PROBLEM DESCRIPTION
Copy out all lines of the material below in which "Discord" occurs.

DATA FOR THE TASK
↓

PR #1438, opened 2026-06-05
Launcher: Fix vertical spacing for remote text

julianxhokaxhiu:
This PR is a continuation of #1437 which aims to fix the vertical spacing for text in the Changelog window and Mod description.

In order to make it look as close as possible between platforms, I had to "cheat" a bit as Disc bullet list styles apparently do not render wll under Proton/Wine ( or Wine Mono ), and because of it I had to force a display none of the style and use instead a fixed glyph `•`.

Other than that I had to change a bit the logic of `Margin` and `Padding` as also they do not apply well cross-platform, but combining them this way provided an almost identical layout ( still not 100% similar, but I'd say a solid 90% ).

Here how it will look like after the PR:

**Windows:**
immagine
immagine

**Linux (Proton/Wine):**
immagine
immagine

Any question feel free to ask


julianxhokaxhiu:
Rebased to latest main

PR #1445, opened 2026-06-14
Launcher: Allow to sort by Updated date in the Mod Catalog view

julianxhokaxhiu:
This PR is essentially a community request to add an Updated column to the mod view, allowing users to sort mods by date. By default the view will start always with Updated DESC. The Updated information is the same used in the mod detail ( `RelaseDate` XML node ) and will show in ISO format of `YYYY-MM-DD` for every language.

The final result will look like this once this PR is merged:
immagine

Finally in order to fit all the columns automatically in the view I added some mods to automatically calculate their size and make them fit. If you don't like this behavior I've made it on purpose as a separate commit so I can remove it anytime.

### DIFF
--- a/Memoria.Launcher/MainWindow.xaml
+++ b/Memoria.Launcher/MainWindow.xaml
@@ -501,7 +501,8 @@
                                                     PreviewMouseMove="ListView_PreviewMouseMove"
                                                     MouseMove="ListView_MouseMove"
                                                     PreviewMouseLeftButtonUp="ListView_PreviewMouseLeftButtonUp"
-                                                    MouseLeave="ListView_MouseLeave">
+                                                    MouseLeave="ListView_MouseLeave"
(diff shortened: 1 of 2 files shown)


Tirlititi:
Great, thanks.
I would say, don't sort the mods by update time by default. It's not obvious to me that most recent mods should be displayed on top and oldest at the bottom (for example I think that translation mods should be packed together by default, not only after manually sorting mods by category).

I'll let the PR open for a few days anyways, to see if people have an opinion about that.

julianxhokaxhiu:
Thanks Tir, in case no one else comes around I'll remove the autosort logic before merging. Feel free to ping me when needed :)

julianxhokaxhiu:
Added a commit that orders by default using this criteria ( as discussed on Discord ):
```
Category ASC, Name ASC, Updated DESC
```

This is how it looks like now
immagine

PR #1446, opened 2026-06-16
Launcher: Allow to filter in the mods tab

julianxhokaxhiu:
This PR adds a search box in both Mod Catalog and My Mods tabs, allowing users to filter on top of the list, based on the order criteria they picked ( either default or the one they clicked in the list ). The search box supports a placeholder named `Adjorner` and this is given via the `TextBoxHelper` class which is losely based on [the official guide](https://learn.microsoft.com/en-us/dotnet/desktop/wpf/controls/how-to-add-a-watermark-to-a-textbox). I opted for making it generic enough for every future TextBox control that might need it.

The placeholder text will support all languages, and again I want to be honest and transparent I used AI to translate strings, as I don't own all the knowledge of all languages here, but everyone is welcome to PR on top if something was translated wrong, everything is best effort.

Visually after this patch, the Launcher will look like this:
immagine
immagine
immagine
immagine

Credits to @faospark for the design idea.

Any question feel free to ask :)

### DIFF
--- a/Memoria.Launcher/Languages/de.xml
+++ b/Memoria.Launcher/Languages/de.xml
@@ -46,7 +46,7 @@ DeletePresetCaption = "Vorgabe löschen?"
 OK = "OK"
 Cancel = "Abbrechen"
 Auto = "Auto"
-SearchModsPlaceholder = "NACH NAME SUCHEN"
+SearchModsPlaceholder = "SUCHE NACH NAMEN"
 />
 
 <Settings
--- a/Memoria.Launcher/Languages/de.xml
+++ b/Memoria.Launcher/Languages/de.xml
@@ -46,6 +46,7 @@ DeletePresetCaption = "Vorgabe löschen?"
 OK = "OK"
 Cancel = "Abbrechen"
 Auto = "Auto"
+SearchModsPlaceholder = "NACH NAME SUCHEN"
 />
 
 <Settings
--- a/Memoria.Launcher/Languages/en.xml
+++ b/Memoria.Launcher/Languages/en.xml
@@ -46,6 +46,7 @@ DeletePresetCaption = "Delete preset?"
 OK = "OK"
 Cancel = "Cancel"
 Auto = "Auto"
+SearchModsPlaceholder = "SEARCH BY NAME"
 />
 
 <Settings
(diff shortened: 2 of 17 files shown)


Tirlititi:
I searched for translations tools that don't use generative AIs and that's indeed very difficult. It looks like almost all the online translation tools now say they use it (whether it's true or not, I cannot say). Only a handful of offline translators say they use deep learning instead (and you have to pay for them, after a short trial period). I'm not sure if translation tools that existed before 2022 (let alone 2014) still exist somewhere...
In any case, it's always better (in any regard) to use tools dedicated to translations rather than asking chat GPT or such, that would most likely redirect to a translation tool internally, possibly after huge detours.

For translations concerning the launcher, however, Reverso Context will surely be a great tool. Reverso was about fetching exact translations in existing translated documents. Now their main tool is the same thing as the others, but they kept the translation searches as a separate tool:
[https://context.reverso.net/traduction/](https://context.reverso.net/traduction/)
And there's always [WordReference](https://www.wordreference.com) or the [Wiktionary](https://en.wiktionary.org) for words and idioms.

For example, the turkish translation would rather be "Isim göre ara" (imperative form "You must search by name") or rather "Isim göre arama" (verbal noun form "Here there is a search by name field"). The suggested translation "ADA GÖRE ARA" seems to mean "You must search by island" (surely because of a confusion with "ad" meaning name, whose dative form is "ada", but there is no reason to use dative form there, as it would mean something like "Search to the name").

On the same line, the german translation would rather be "Nach Namen suchen" ("This is a search by name") or "Suche nach Namen" ("You can search by name").

Of course, all these subtleties are very complicated; I'm pretty sure I am wrong in my explanations at some points. Avoiding the need to dig in these subtleties is exactly the point of using Reverso Context, provided that the sentence that needs to be translated is common enough to have a rather close equivalent in its database.

julianxhokaxhiu:
I fully agree with you and that is why we can play this out in two ways:
- Accept a wrong translation and wait for someone to fix it or,
- Do it all English and wait for someone to translate it

There's no right or wrong way, it's just a way. I don't think it's fair in either case to throw this work on you and me in any case. Option 2 is probably the only one where we can both agree in English terms what we intended there to be, but Option 1 ( even if wrong ) would allow anyone in that language to at least know what to expect in that field, even if not perfect.

This translations were made with Deepl, but again they might not be perfect anyway so who knows...

PR #1447, opened 2026-06-18
Launcher: Uniform the update icon to use the emoji in Mods tab

julianxhokaxhiu:
**//EDIT:** See https://github.com/Albeoris/Memoria/pull/1447#issuecomment-4885644664 for the final result.

---

This PR will add add the following icon  to the My mods tab or Mod Catalog tab, wherver the mod that requires an update needs attention.

The change was requested on Discord and I'm mainly enabling such request to happen in the Launcher. Regarding the technical implementation I'm not super happy about it, so if you have any idea on how we could improve it please be my guest, but this is the best I was able to come up with.

After this PR the launcher will look like this when a mod requires an update:
immagine
immagine

I tested this only on Windows but should be working fine under Linux as well as the rendering technique is the same used in the Mods tab. The only difference is the visibility binding.

Any question as always, feel free to ask.


faospark:
There will be two icons indicating an update ?

julianxhokaxhiu:
One will indicate there's some attention needed, and one that there's an update for it, Reason why I didn't replace it is because I don't know if the attention is used for something else as well. I'm fine unifying them as one, but I'd need some guidance from you, @DV666, @Tirlititi and @WarpedEdge as you better know this launcher than me.

faospark:
Screenshot_922
I think 1 yellow icon is enough at least in state where mod is need of update. 
The only thing I can remember that you can have 2 icons in one instance is when a mod needs and update as well as a mod incompatible to it is turned on but that is now represented by and x icon .

julianxhokaxhiu:
I'm not against the idea if we want to keep only the exclamation mark symbol for updates. I would like to get the others feedback though before going that direction. Thanks a lot

DV666:
> I'm not against the idea if we want to keep only the exclamation mark symbol for updates. I would like to get the others feedback though before going that direction. Thanks a lot

Sorry, I've been really busy lately, so I'm having a hard time keeping up with what's going on.
I tend to agree with what Faospark says; I think we need to separate `New` from `Update Available`.
By that, i mean the two icons must share the same spot.

For me, `New` should only apply to new mods being added to the catalog… perhaps using a condition like this:
- If `ReleaseDateOriginal` is present but `ReleaseDate` is not.
- [Or] if the `ReleaseDateOriginal` and `ReleaseDate` are identical.

That’s just a quick thought I had right now, my dear Odin ^^ and thanks again for everything you do!

julianxhokaxhiu:
Thanks @DV666 really appreciated your kind words. While you're right that the new icon will come around in the same place, we are still trying to figure out if the update icon shall be just one ( the exclamation mark ) or keep both ( as I don't know if the excalamation mark is used for anything else ).

If we agree to use only the exclamation mark I'm fine with it and I shift also the click function to start the update on top of it ( instead of binding it to the emoji icon ). If you agree on that, I happy to update the PR code.

WarpedEdge:
I think the exclamation is good on the mods tab to say there is something
to look at, but when on the mods catalog the new mods will have the “new”
tag. If the new mods were the only thing and not new mod updates, after
they visited the page once, the exclamation on the mods tab disappears, but
the new tag on the mods stays there for the set amount of days. Hope that
makes sense.

julianxhokaxhiu:
Again, please let's not mix waters. This PR **is only for the update functionality**, we will discuss the new icon on a separate PR.

The feedback I need is, do we want the double icons as in my screenshots, or a single one as in @faospark screenshots. That's the question :)

WarpedEdge:
Oh sorry, then yeah I agree with Fao as well

DV666:
> > I'm not against the idea if we want to keep only the exclamation mark symbol for updates. I would like to get the others feedback though before going that direction. Thanks a lot
> 
> Sorry, I've been really busy lately, so I'm having a hard time keeping up with what's going on. I tend to agree with what Faospark says; I think we need to separate `New` from `Update Available`. By that, i mean the two icons must share the same spot.
> 
> For me, `New` should only apply to new mods being added to the catalog… perhaps using a condition like this:
> 
> * If `ReleaseDateOriginal` is present but `ReleaseDate` is not.
> * [Or] if the `ReleaseDateOriginal` and `ReleaseDate` are identical.
> 
> That’s just a quick thought I had right now, my dear Odin ^^ and thanks again for everything you do!

Ah sorry, it seems I completely missed the point.... ):

To clarify, I think the current icon (⏫) is good for indicating if there's an update.
It's more than enough on its own if you ask me (just my opinion, of course), and I feel like it looks a bit redundant in the first image Odin shared (meaning "hey update !" and "hey update !" for me ^^)

Basically, I pictured the launcher looking something like this, perhaps. (i just add the exclamation mark, telling a new mod on the catalogue but yeah, i understand it's not the subject here ^^)

image


**To sum up:** I think the current setup for indicating a mod update is fine... unless someone can give me examples where it's not clear at all.

### EDIT :
If it isn't “clear” enough to the user that a mod update is available (or that there are several), maybe we could create a pop-up window that appears when the launcher is launched, indicating that there are mods to update (with a small Mog icon, kind of like the help menu in FF9). That's a solution too.

Or we can a animated sprite (with two existing sprites from the game)
image

julianxhokaxhiu:
@Tirlititi may I please have your feedback as well here so I can wrap this PR up? Thanks

Tirlititi:
I agree that the current update emoji ⏫ is enough for showing that a mod needs an update.
For me, showing two clearly distinct symbols would suggest that there are two different informations.

julianxhokaxhiu:
Ok so shall we use only ⏫ as an icon in the mods tab as well removing the exclamation mark?

Tirlititi:
In my opinion, yes. I completly agree with DV's first screenshot, if it can be done.

julianxhokaxhiu:
Absolutely it can :) Alright, now that I have a clear direction then I'll remove the exclamation mark and use the update icon instead. This also would simplify the codebase as we don't need to inject an image, as ⏫is an emoji. I'll update the PR code and ask for another review round. Thanks all!

julianxhokaxhiu:
I finally took the time to work on this one again, I simplified the patch by a lot and now it's in its minimal shape to accomplish what we agreed. The update emoji icon is now used in the Mods tab and it will look like this:
immagine

Hope it looks fine for everyone, if you're happy with it, feel free to merge. I have no other patches pending for this PR. The new icon will be added in another PR. Thank you!

PR #1455, opened 2026-07-22
Update MemoriaCatalog.xml

AuroraRosalia:
kupomail voicemod update


Tirlititi:
Thanks a bunch!
Note that "Demo" is not a valid version for the description written in ``KupoMail/ModDescription.xml``. It isn't a big issue, but the mod manager will not understand what it means and may wrongfully say to people "you don't have the latest version of the mod" while they do.

PR #1456, opened 2026-07-22
CI: Cache dependencies and allow PR jobs to make use of them

julianxhokaxhiu:
This PR will enable finally to build Memoria on each PR ( the process will be enabled on a separate PR, after this one is merged ).

**How it works:**
- A new `cache.yml` job will cache the `Dependencies.7z` content as a cache item in the CI for this single repository. The job can either be run manually or it will be run scheduled every 6 days, ensuring the cache item is always there if expired.
- Jobs making use of the archive ( `build.yml` or `release.yml` ) will attempt to use the cache if found. If not, they'll continue unpacking the archive as they did today. This is on purpose to not block releases if jobs are triggered rightfully from the owner ( or maintainers ) of this repo.

**Benefits of this approach:**
- The secret remains still safe in the repo and not shared on every PR
- Cached objects CAN NOT be downloaded and remains stored safely in Github and they can be reused safely across job runs, allowing PR jobs to use it.

**Why this change:**
- It will finally provide confidence that the PR is good at least code wise ( Memoria can build ) and nothing critical was added ( which will likely be discovered later after merge )
- It will provide a testable artifact right while we iterate on the PR, without having to merge to canary to have something ( from both implementer and reviewer side )

### DIFF
--- a/.github/workflows/build.yml
+++ b/.github/workflows/build.yml
@@ -18,7 +18,15 @@ jobs:
     - name: Checkout repository
       uses: actions/checkout@v4
 
+    - name: Restore dependency cache
+      id: dependency-cache
+      uses: actions/cache/restore@v6
+      with:
+        path: References
+        key: windows-dependencies-${{ hashFiles('References/Dependencies.7z') }}
+
     - name: Decrypt and extract dependencies
+      if: steps.dependency-cache.outputs.cache-hit != 'true'
       env:
         ARCHIVE_PASSWORD: ${{ secrets.DEPENDENCIES_PASSWORD }}
       shell: pwsh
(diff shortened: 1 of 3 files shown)


julianxhokaxhiu:
I didn't want to add it to the main PR description but the same approach has been implemented and tested on this repo: https://github.com/tsunamods-codes/EchoS9-BattleScript

Example PR: https://github.com/tsunamods-codes/EchoS9-BattleScript/pull/1
Action PR artifact: https://github.com/tsunamods-codes/EchoS9-BattleScript/actions/runs/29957169843?pr=1

julianxhokaxhiu:
Thanks a lot! May I ask if you can please run at least once manually the cache job? Afterwards it will auto manage itself, so I can open my second PR as the cache is a prerequisite to proof that it is working :) Thank you

Tirlititi:
Done 👍

PR #1457, opened 2026-07-22
XInput: Improve gamepad polling behavior

### LINKED ISSUE #1454: Game freezes before the final credits in the latest Canary Version
Hello Folks! After a recent Memoria Canary update, the game started freezing during the transition between the game’s ending sequence and the final credits video.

↑

ANSWER BOX
Added a commit that orders by default using this criteria ( as discussed on Discord ):
The change was requested on Discord and I'm mainly enabling such request to happen in the Launcher. Regarding the technical implementation I'm not super happy about it, so if you have any idea on how we could improve it please be my guest, but this is the best I was able to come up with.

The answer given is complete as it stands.